Christine White
Jerk Chicken (Spicy Comfort Food): Jamaica
When I was small, I would always envy my parents for eating all kinds of food that seemed so delicious, but yet so spicy. I am of mixed origins, and both my mom’s Vietnamese food and my dad’s Jamaican food are made hot to the taste. The difference between the two is that my mom could moderate the pepper on the Vietnamese food, in which we can add pepper afterwards, but not on the Jamaican food, where the pepper is usually included in the spices. Through the years, I slowly tried to embrace the pepper in the foods of my culture. Finally, I started enjoying the greatness of jerk chicken when I was 13 or 14 years old. Jerk chicken is extremely spicy! Eager to continue eating, for every bite I used to have to gulp down some water. I’ve come to realize that when you get used to the heat, you end up needing it. It’s a part of the taste, and the food just won’t do without: it becomes comforting. As a matter of fact, sometimes my mom doesn’t make it spicy enough! You may also wonder why we use the term “Jerk” Chicken. Jerk is a method of cooking that is a combination of influences both from Caribbean and African cooking styles, where you use many different spices. For example, we use Scotch Bonnet pepper in the chicken marinade. Scotch Bonnet pepper is found all over the Caribbean island is qualified as one of the hottest peppers in the world. Just to give you an idea, jalapeño peppers have a rating of 2,500 to 8,000 on the Scoville scale, and Scotch Bonnet peppers have a rating of 100,000 to 350,000 on that same scale. To put it differently, the pepper is 40 to 44 times hotter! So now that you know more about Jerk chicken, as we say in Jamaica: “no worries”, there are many other spices other than pepper, so please don’t shy away from the heat, and try it anyway!
THE RECIPE
· Ingredients
§ 3 1/2 lb of chicken legs (3lb of chicken breasts may be used if preferred)
§ 6 sliced scotch peppers
§ 2 Tbsp. thyme
§ 2 Tbsp. ground allspice
§ 8 Cloves garlic, finely chopped
§ 3 Medium onions, finely chopped
§ 2 Tbsp. sugar
§ 2 Tbsp. salt
§ 2 Tsp. ground black pepper
§ 1 to 2 Tsp of the following (to taste)
§ ground cinnamon
§ nutmeg
§ ginger
§ 1/2 cup olive oil
§ 1/2 cup soy sauce
§ Juice of one lime
§ 1 cup orange juice
§ 1 cup white vinegar
· Procedure
1. Chop the onions, garlic and peppers. These do not need to be chopped too fine as they will be liquidised by the blender.
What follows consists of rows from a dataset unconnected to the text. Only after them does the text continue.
PR #1356, opened 2020-04-26
[WIP] [x86-64-assembly] Add basics exercise

bergjohan:
I know this is far from complete, and I'm not looking for a review of the files committed just yet.
What I'm interested in is if this is a good fit for a first exercise of the x86-64 assembly track or not.

Could you try to complete the exercise using the provided `introductions.md`. Is this too much to handle for a first exercise in assembly? Would a beginner be able to complete the exercise in 10-15 minutes? I don't want to put too much work into this before getting these questions answered.

To try out the exercise, you'll need to install `gcc`, `make`, and `nasm`.
Just edit the file `basics.asm` and type `make` to run the tests.

### DIFF
--- a/languages/x86-64-assembly/exercises/concept/basics/.docs/instructions.md
+++ b/languages/x86-64-assembly/exercises/concept/basics/.docs/instructions.md
@@ -1,0 +1,39 @@
+In this exercise you're going to write some code to help you cook a brilliant lasagna from your favorite cooking book.
+
+You have four tasks, all related to the time spent cooking the lasasgna.
+
+### 1. Define the expected oven time in minutes
+
+Define the `expected_minutes_in_oven()` function that does not take any parameters and returns how many minutes the lasagna should be in the oven. According to the cooking book, the expected oven time in minutes is 40:
+
+```c
+expected_minutes_in_oven();
+// => 40
+```
+
+### 2. Calculate the remaining oven time in minutes
+
+Define the `remaining_minutes_in_oven()` function that takes the actual minutes the lasagna has been in the oven as a parameter and returns how many minutes the lasagna still has to remain in the oven, based on the expected oven time in minutes from the previous task.
+
+```c
+remaining_minutes_in_oven(30);
+// => 10
+```
+
+### 3. Calculate the preparation time in minutes
+
+Define the `preparation_time_in_minutes()` function that takes the number of layers you added to the lasagna as a parameter and returns how many minutes you spent preparing the lasagna, assuming each layer takes you 2 minutes to prepare.
+
+```c
+preparation_time_in_minutes(2);
+// => 4
+```
+
+### 4. Calculate the total working time in minutes
+
+Define the `total_time_in_minutes()` function that takes two parameters: the first parameter is the number of layers you added to the lasagna, and the second parameter is the number of minutes the lasagna has been in the oven. The function should return how many minutes in total you've worked on cooking the lasagna, which is the sum of the preparation time in minutes, and the time in minutes the lasagna has spent in the oven at the moment.
+
+```c
+total_time_in_minutes(3, 20);
+// => 26
+```
--- a/languages/x86-64-assembly/exercises/concept/basics/.docs/introduction.md
+++ b/languages/x86-64-assembly/exercises/concept/basics/.docs/introduction.md
@@ -63,3 +63,13 @@ sum:
 
 To subtract values we use the `sub` instruction. It works just like the `add`
 instruction except it subtracts the two operands.
+
+To call a function, we use the `call` instruction. For example, to call our
+`sum` function with the arguments 3 and 5, we would do the following:
+
+```nasm
+mov rdi, 3  ; First argument in rdi
+mov rsi, 5  ; Second argument in rsi
+call sum
+; The rax register now contains the value 8
+```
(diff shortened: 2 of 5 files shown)


wolf99:
I'm not familiar with the concepts plan for the asm track, but this seems a bit ambitious to me for a first exercise.

It mentions things that I would consider could possibly be handled beforehand. Such as variables, functions (or maybe more specifically: interpreting the implications for asm, of a function spec), mathematical operations, etc. Maybe an exercise to perform some basic operation with the result loaded into specific registers or locations could cover this as a starter?

SleeplessByte:
Personally, I think this has a really straightforward `introduction` that explains how function arguments work. You'll need this with every single exercise hereafter, so it makes sense to do this as a basics function. 

- I definitely think you _can_ add simpler operations (the mathematical instructions perhaps) before dealing with argument loading?
- You're allowed to add code to the stub! So you can do some of the work for the student, so they can focus on a specific task.

bergjohan:
Just to clarify some things. This exercise is a port of the C# basics exercise which you can find here: https://github.com/exercism/v3/tree/master/languages/csharp/exercises/concept/basics

I haven't really decided on the order of concepts for the track, but I've been working on a list of concepts here: https://github.com/bergjohan/asm-reference

I agree that the exercise covers quite a lot, and that it might be a bit overwhelming for a beginner. But at the same time, it's hard to come up with a "story" for an exercise that just adds a couple of numbers, or returns a value.

I guess it would be possible to split the exercise into several exercises. Start with just the "define the expected oven time in minutes" to explain the concept of just returning a value, and not dealing with function parameters. This would reduce the amount of text needed in the `introduction.md`, and just focus on one thing. But on the other hand, the student will be covering the rest in the next exercise instead.

I guess it comes down to how large do we want the exercise to be. Because I think the order of concepts is pretty good in the exercise. Start with just returning a value. Then take one function parameter and so on...

Making an exercise for just functions, or variables, or "interpreting the implications for asm, of a function spec" would probably be kind of hard, and is probably something that should be covered in text in the `introduction.md` instead. It would be hard to write code that tests something like that.

More stub code would also work, but I don't want to give a way too much. I found it hard to know what we should stub in an exercise like this.

Maybe it's better with a smaller exercise as a start, to give the student the feeling of being able to complete something without too much pain. Getting this right is a lot harder than I thought :p

bergjohan:
Btw, thanks for the feedback, I really appreciate it! Since I'm the only maintainer of the x86-64 assembly track, it's great to be able to have this discussion with you all! :)

SleeplessByte:
@bergjohan I think this here:

> I guess it would be possible to split the exercise into several exercises. Start with just the "define the expected oven time in minutes" to explain the concept of just returning a value, and not dealing with function parameters. This would reduce the amount of text needed in the introduction.md, and just focus on one thing. But on the other hand, the student will be covering the rest in the next exercise instead.

Is perhaps something we can try out? I would personally recommend to keep it as one exercise. Apply the thoughts of @wolf99 by starting with something super mundane like "just returning" the default amount of minutes or whatever (so only a `ret` value). Then perhaps you do a pass-through (so you know how to move input to ret). Then perhaps you do addition (input + fixed number, ret) and then perhaps addition between two inputs.

In the `instructions`, you could restructure:

- section about ret, instructions for this only
- section about pass through / arguments, instructions for this only
- section about addition (so you need 2 arguments), instructions for this only

When I was doing the research exercise, which is pretty _easy_ if you know what you're doing, I was struggling with all the things you're trying to cover. So I would support it if you tried to keep this together in the basics exercise. Why? Well you'll need all these things in every other exercise, if I understand correctly.

Then, when you finish building this exercise, and it really is __too__ big, you can always split it up then.

bergjohan:
> Apply the thoughts of @wolf99 by starting with something super mundane like "just returning" the default amount of minutes or whatever (so only a ret value). Then perhaps you do a pass-through (so you know how to move input to ret). Then perhaps you do addition (input + fixed number, ret) and then perhaps addition between two inputs.

@SleeplessByte You're talking about exercises for each of these, right? Not just text explanations.

The conclusion seems to be that we need a more simple exercise to begin with for this track. I'll try to come up with a story that would include the suggestions in this thread. Thanks again everyone! :)

ErikSchierboom:
> You're talking about exercises for each of these, right? Not just text explanations.

This is not how I read @SleeplessByte's comments :) What I think he suggested was to have more detailed instructions, which is basically also my suggestion. The first line is: 

> To copy a value into a register we use the `mov` instruction:

While I usually ask people to make their instructions more concise, in this case I think it might be beneficial to have them expand on things a bit more. For example, while many people will probably guess that an instruction is, registers might be wholly unfamiliar. I would suggest to briefly describe these two concepts. I do think we can have this in just this exercise, I don't think splitting it up into multiple exercises would make things a lot easier. I'd prefer this basics exercise just briefly explaining what instructions and registers are and how to define and call functions. You can then have a separate exercise that goes into (far) more detail on registers and instructions.

What do you think?

bergjohan:
> While I usually ask people to make their introduction more concise, in this case I think it might be beneficial to have them expand on things a bit more.

Yeah, the introduction was just something I wrote down in a couple of minutes. Just the absolute minimum to be able to give the exercise a try, and see if it would be a good first exercise for the track. The plan was to put more work into it if I decided to move forward with the exercise.

I'll put some more details into the introduction, and we'll see if it feels a bit easier to work through after that. I'll let you know once it's ready!

ErikSchierboom:
> Yeah, the introduction was just something I wrote down in a couple of minutes. Just the absolute minimum to be able to give the exercise a try, and see if it would be a good first exercise for the track. The plan was to put more work into it if I decided to move forward with the exercise.

Excellent! And BTW, this is the exactly the right way to do this. Start small, check if it is the right direction, and then continue.

bergjohan:
Time to give this another go :p I've updated the `introduction.md`, have a look, and tell me what you think!

bergjohan:
Thank you, I'll do that! :)

PR #1371, opened 2020-04-29
[CI][Julia] Fix incorrect indentation enforced by prettier

SaschaMann:
#1367 introduced a bug where a CI check enforced incorrect indentation levels for the Julia directory.

### DIFF
--- a/.github/workflows/verify-code-formatting.yml
+++ b/.github/workflows/verify-code-formatting.yml
@@ -7,12 +7,16 @@ on:
       - '**/*.json'
       - '.prettierignore'
       - '.prettierrc'
+      - '**/.prettierignore'
+      - '**/.prettierrc'
   pull_request:
     paths:
       - '**/*.md'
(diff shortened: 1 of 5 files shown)


ErikSchierboom:
@SaschaMann "introduced a bug" I disagree with this statement ;)

By the way, if I read the [documentation](https://prettier.io/docs/en/configuration.html) correctly, you could also add a `.prettierrc` file to the `languages/julia` directory:

> The configuration file will be resolved starting from the location of the file being formatted, and searching up the file tree until a config file is (or isn't) found.

I think I would prefer that. Could you see if that works?

SaschaMann:
> I think I would prefer that.

Same, I didn't know that was an option. I'll try.

SaschaMann:
I don't know if it just overrides options or if it treats it as an entirely new config file, so I copied `semi` and `singleQuote`. Ideally it would just override, imo.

2. Blend all of the ingredients (excluding the chicken) in a blender to make the jerk sauce.
3. Cut the chicken up in to 4 pieces.
4. Rub the sauce in to the meat, saving some for basting and dipping later.
5. Leave the chicken in the fridge to marinade overnight.
6. Bake in the oven for 30 minutes; turn the meat then bake for a further 30 minutes.
7. You can also grill the meat slowly until cooked, turning regularly. Baste with some of the remaining marinade whilst cooking. For best results, cook over a charcoal barbeque.